Writer's picture: Holly WrightHolly Wright

It's been a minute since I've actually let people know what I've been doing and where I'm hoping to go with my writing. Some of you might even think I stopped! Fret not; I'm still putting pen to paper. Creativity is just a little harder when your entire life seems to be in a constant state of flux. Stress really saps you, it turns out.


I, however, am nothing if not a creature of habit, so let me tell you about some projects that were probably (they were, they definitely were) inspired by some stressful events!


First up: the work-in-progress I am closest to finishing (although I've been saying this for about a year now. . . Oops). It's a soft sci-fi project, more speculative than scientific. It follows a group of young adults on their way to a festival competition for the collegiate orchestra ensemble. On their way, they are involved in a lethal car accident and suffer greatly in the aftermath. They suffer so greatly, actually, that they're offered a chance to heal. . . By removing the memory of the accident and thus the resulting trauma. The problem is, choosing to forget the accident and the pain after also means choosing to forget the bonds the five of them forged in the aftermath. Their friendships, their jokes, their love stories. They have to weigh the cost. And that turns out to be a much greater pain than they thought it might be.

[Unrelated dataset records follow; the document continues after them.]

PR #553, opened 2026-08-09
feat(calendar): add rate limits

s-aga-r:
Calendar has no rate limits today — there is no `calendar/install.py` at all. Creating or editing an event mails an invitation to every participant, and a mailing list participant expands to many, so it's the same fan-out that `outbound.send` is limited for. This adds `suite/calendar/install.py` on the same shape as the mail one and wires it into the `suite_core.boot.after_install` dispatcher.

Sibling of #551 (mail).

### Sizing

Unlike the mail APIs these endpoints are all interactive, and every person in an office can share one public address, so the windows are **per minute**: a runaway script trips them within seconds, while a floor of people working a calendar never gets close. Event creation carries an hourly ceiling on top, since that is the endpoint that fans invitation mail out to arbitrary addresses.

| Endpoint | Limit | Why |
|---|---|---|
| `calendar_event.add_calendar_event` | 60/min + 600/h | Mails an invitation to every participant; the hourly ceiling is the anti-spam backstop. |
| `calendar_event.update_calendar_event` | 120/min | Most frequent write (dragging an event reschedules it), each can send an update to every participant. |
| `calendar_event.update_calendar_event_instance` | 120/min | Same, single occurrence. |
| `calendar_event.delete_calendar_events` | 60/min | Sends a cancellation to every participant. |
| `calendar_event.delete_calendar_event_instance` | 60/min | Same, single occurrence. |
| `api.edit_calendar_event` | 120/min | The path the frontend uses; delegates to `update_calendar_event`, so an edit spends from that limit too — which makes the doctype-level one the aggregate across both entry points. This only holds with the limiter fix below. |
| `api.rsvp_calendar_event` | 60/min | Writes the response and emails the organizer. |
| `api.invites.rsvp_to_invite` | 60/min | Puts the event on the calendar, then the above. |
| `api.invites.add_invite_to_calendar` | 60/min | Parses a `text/calendar` blob and creates events. |
| `api.invites.get_invite_details` | 120/min | Parses a blob plus a JMAP lookup on every thread open. |
| `calendar.add_calendar` | 20/min | Calendars are created once and then lived in. |
| `calendar.update_calendar` | 60/min | |
| `calendar.delete_calendars` | 20/min | |

Endpoints that need the `@dynamic_rate_limit` decorator to accept a limit got it.

### Also fixes: limits were keyed by the request, not by the method

The nesting above surfaced a bug in `dynamic_rate_limit`, so a second commit fixes it. The wrapper resolved its bucket from `frappe.form_dict.cmd`, which names the request rather than the function it decorates:

- **Nested endpoints charged the wrong bucket.** `edit_calendar_event` → `update_calendar_event` charged the *edit* bucket twice and never touched the update one — halving edit's effective limit and leaving the aggregate uncounted. Every other nesting was hit too: `bulk_delete` → `delete_calendar_events`, and Meet's scheduler → `add_calendar_event`, both resolved to a caller with no rows at all, so the limit was skipped outright.
- **Legacy aliases were unlimited.** `override_whitelisted_methods` maps `mail.api.outbound.send` → the real path but leaves the alias in `cmd`, so no row matched and every limit was skipped. No Rate Limit row can name the alias either — `validate_method_path` resolves through `frappe.get_attr`, and an alias is not importable.
- **v2 requests shared one bucket.** With `cmd` unset the fallback path was already correct for lookup, but the counter key still landed wherever the outer call had published.

Measured on a site, one dispatched call through the outer endpoint, counters read straight out of redis:

| dispatch | before (outer / inner) | after |
|---|---|---|
| v1, real path in `cmd` | 2 / 0 | 1 / 1 |
| v2, `cmd` unset | 2 / 0 | 1 / 1 |
| legacy alias in `cmd` | 0 / 0 | 1 / 1 |

The fix resolves the bucket from the declared path and publishes that path while the call runs. This closes follow-up 2 from #551.

### Deliberately skipped

- **The guest RSVP page** (`/event_rsvp`). It is the only unauthenticated calendar surface and it does write through JMAP, but every recipient of one invitation can sit behind a single corporate NAT — a per-IP limit there would reject genuine responses. Replay of a valid signed token is the only real abuse case, and it is idempotent.
- **Read endpoints** (`get_calendars`, `get_calendar_events`, `fetch_calendar_events`, `fetch_calendars`, event notification reads). They fire on every calendar navigation, and a shared office address would trip them long before an abuser would — same call as `search_mails` / `get_avatar` in #551.
- **`CalendarExchange.retry`.** It re-enqueues a heavy job and is worth limiting, but it is a document method: `frappe.get_attr` can't resolve `...calendar_exchange.CalendarExchange.retry`, so the Rate Limit doctype can't reference it. Would need the mechanism to grow support for doc methods (Mail Exchange has the same gap).

### Verified

- All 13 method paths resolve and carry `@dynamic_rate_limit` (a missing decorator makes `create_rate_limit` throw at install time).
- Ran `add_rate_limits()` against a site inside a transaction: all 14 rows insert, and both windows on `add_calendar_event` come back from `get_rate_limits`.
- All 39 calendar tests pass, plus `suite.meet.api.test.test_meeting` — Meet schedules through `add_calendar_event`, so it shares that limit.
- The three dispatch shapes above are now covered by tests in `test_rate_limit.py` (the doctype had none). Each one fails on the unfixed limiter with exactly the counts in the table.

### DIFF
--- a/suite/calendar/api/__init__.py
+++ b/suite/calendar/api/__init__.py
@@ -14,6 +14,7 @@ from suite.calendar.doctype.calendar_event.calendar_event import (
 )
 from suite.mail.jmap import get_calendar_event_service
 from suite.mail.utils.dt import normalize_utc_z
+from suite.utils.rate_limiter import dynamic_rate_limit
 
 
 @frappe.whitelist()
@@ -124,6 +125,7 @@ def _with_name(items: list[dict] | None) -> list[dict] | None:
 
 
 @frappe.whitelist()
+@dynamic_rate_limit()
 def rsvp_calendar_event(account: str, id: str, response: str) -> None:
     """Records the logged-in user's RSVP (accepted / declined / tentative) on the event.
 
@@ -135,6 +137,7 @@ def rsvp_calendar_event(account: str, id: str, response: str) -> None:
 
 
 @frappe.whitelist()
+@dynamic_rate_limit()
 def edit_calendar_event(account: str, id: str, **kwargs) -> None:
     events = get_calendar_events_by_ids(account, [id])
     if not events:
--- a/suite/calendar/api/invites.py
+++ b/suite/calendar/api/invites.py
@@ -12,9 +12,11 @@ from suite.calendar.doctype.calendar_exchange.calendar_exchange import SERVER_MA
 from suite.mail.jmap import format_jmap_error, get_calendar_event_service, get_participant_identities
 from suite.mail.jmap.services.calendars.calendar import CalendarService
 from suite.mail.jmap.services.calendars.calendar_event import CalendarEventService
+from suite.utils.rate_limiter import dynamic_rate_limit
 
 
 @frappe.whitelist()
+@dynamic_rate_limit()
 def get_invite_details(account: str, blob_id: str) -> dict | None:
     """Parses a text/calendar mail attachment (already a blob in the account's JMAP namespace) and
     reports whether its event is on the calendar yet, so the thread view can offer "Add to Calendar".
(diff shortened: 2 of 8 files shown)


s-aga-r:
@greptileai review

PR #556, opened 2026-08-09
refactor(meet): validate frontend protocols

BreadGenie:
- Check API and Socket.IO messages when they enter the Meet frontend.
- Use named types for participants, media, transports, polls, and E2EE data.
- Remove explicit `any` and unsafe `as unknown as` casts from production code.


BreadGenie:
@greptileai review

PR #562, opened 2026-08-09
refactor(meet): use participant connection lifecycle

BreadGenie:
- Replaced the manual Meet setup sequence with one Participant Connection start operation.
- Kept host, guest, waiting-room, auto-mute, media selection, and encryption policy outside the lifecycle Module.
- Moved live lifecycle state out of the page connection store.
- Derived UI loading and setup state from Participant Connection state.
- Hid connection and recovery internals behind meaningful Meet methods.
- Updated recovery diagnostics and tests.


BreadGenie:
@greptileai review

PR #570, opened 2026-08-10
fix(drive): stop content_doctype/content_docname from being forged

ebrahimgamdiwala:
content_doctype/content_docname link a Drive File to the content document it represents, and content_has_permission delegates all permission on that document to whichever File claims the link. Since those fields were plain, freely-editable custom fields, any user could point a File they own at another user's Writer Document (or, via the same has_permission delegation, a Presentation) and inherit full read/write access to it — and deleting that File would cascade-delete the victim's document via after_delete's ignore_permissions=True path.

Restrict content_doctype/content_docname to Drive's own trusted creation paths (create_for_doc, the attachment-reference branch of after_file_upload, and Administrator-run migration patches); block any other insert or update that sets or changes them.


BreadGenie (approved):
LGTM

PR #571, opened 2026-08-10
fix(mail): rank recipient suggestions by relevance

s-aga-r:
## Problem

Searching the email-address index for `doe` could return the person you meant last. The cause was not weak ranking — there was **no ranking**:

1. **Prefix matches come back unscored.** Every hit from Tantivy's `phrase_prefix_query` scores exactly `1.0`, so results were ordered by internal doc id, i.e. *insertion order*. "Jane Doeringer" outranked "John Doe" only because it was indexed first.
2. **Short prefixes silently lost matches.** Phrase-prefix expands a prefix to at most 50 terms. On a 20k-address index, querying `j` returned 20000 hits and excluded `jane@example.com` entirely — one letter made a contact unreachable.
3. **Non-ASCII names could never match.** The query tokenizer was `[a-z0-9]+`, so "Müller" shredded into `m` + `ller` while the index held `müller`.

## Changes

**Retrieval** (`suite/store/search_store.py`) — `search_prefix` joins `search_phrase_prefix`: all terms required, trailing term matched by an automaton-backed prefix query with no expansion cap. Adjacency is no longer required at retrieval, so "jane doe" now also finds "Jane Ann Doe". The docstring states that hits are unranked and ranking is the caller's job.

`search_phrase_prefix` is kept as a deprecated alias with its phrase semantics **intact** — it still runs a phrase-prefix query, so a caller held up by the old name keeps getting the adjacent, in-order match that name promises. It warns and points at `search_prefix`. Deprecating a name is no licence to change what it does.

**Ranking** (`suite/mail/store/indexes/email_address.py`) — matches are scored where the name/local-part/domain structure is known:

```
match quality (name/local over domain, whole, adjacent, position, residual)
  → named, shortest, alphabetical
```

Second: A FANTASY trilogy! I really can't say much about this because I'm feeling pretty protective of it because I am SO excited to write it, but the epigraph is from King by Florence and the Machine, and I would say that if you loved Avatar: The Last Airbender, The Hunger Games, and A Darker Shade of Magic by V.E. Schwab, then this trilogy is for you.


Third: A dark academia, but I'm not a Classicist. So it's a dark academia, but make it a little more psychologically violent. Hello, thought experiments, class criticisms, and philosophy/psychology/criminal justice/literature things I learned but never did anything with. (There may or may not be a concept of preserved and recycled consciousness to test the weight of nature vs. nurture. Who can say?)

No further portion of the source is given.